Maurice Dando

Personal information
- Date of birth: July 1905
- Place of birth: Bristol, England
- Date of death: 1949 (aged 43–44)
- Height: 5 ft 7 in (1.70 m)
- Position: Striker

Senior career*
- Years: Team / Apps / (Gls)
- Kingswood / ? / (?)
- Bath City / ? / (?)
- Bracknell's / ? / (?)
- 1928–1932: Bristol Rovers / 18 / (5)
- 1933–1934: York City / 82 / (46)
- 1935: Chesterfield / 27 / (29)
- 1937: Crewe Alexandra / 16 / (2)

= Maurice Dando =

English footballer (1905–1949)

Maurice Dando (July 1905 in Bristol, England – 1949) was an English footballer.

==Career==

Dando played for Bath City before joining Bristol Rovers in 1928, initially as an amateur.

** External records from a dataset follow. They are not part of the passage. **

PR #31102, opened 2026-08-25
[front] feat: keep auto-stream conversations on one model

Nils-Fedrigo:
## Description

Behind the new `auto_stream_model_routing` flag (`dust_only`).

An `auto` stream (Basic / Standard / Premium) resolves at message-send time by walking an ordered candidate pool and taking the first model available to the workspace. That walk started from the top on **every** message, so a conversation could hop models mid-thread as availability shifted.

Each stream-resolved agent message now records what it landed on in the conversation's `lastStreamModelResolutions` (the column added in #31101), and the next message prefers that model.

The hint is scoped to one agent and one stream — a Premium turn must not inherit what Standard picked, and two agents in the same conversation each keep their own resolution. It is only honoured while the exact `(providerId, modelId, reasoningEffort)` triple is still a candidate of the stream *and* still available to the workspace, so a stream that changes the effort it runs a model at invalidates its own hints instead of freezing the old effort. That same check is what makes the stored value safe to use without validating it: anything stale or malformed fails to match a pool candidate and resolves to no hint at all.

Attribution is unchanged — `modelResolutionMethod` still holds the stream id, so the message is still an `auto` message for tiering, pricing and analytics.

Two implementation notes worth a reviewer's attention:

- **Reads cost no query on the paths that matter.** Posting, editing and retrying a message all hold the `ConversationResource`, so the resolutions come off the row already in memory. `fetchStreamModelResolutions` accepts `ConversationWithoutContentType | ConversationResource` (matching the existing convention in that resource) and only falls back to a single-column primary-key read for callers that hold the plain type — currently just message finalisation, which is off the user-facing path.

He joined York City in the summer of 1933, where he scored twice on his debut against Crewe Alexandra on 30 August 1933. He finished the 1933–34 season with 25 goals in 41 league appearances. The following season he scored 21 league goals. During these two seasons, he scored three hat-tricks. He scored a total of 46 goals in 86 league and cup appearances for York.

Dando joined Chesterfield in June 1935 and scored 27 goals as the club won the Division Three North in the 1935–36. He moved to Crewe Alexandra two years later, in a deal which also saw Bert Swindells join Chesterfield from Crewe. Dando died in 1949 at the age of 44 after being troubled by ill health.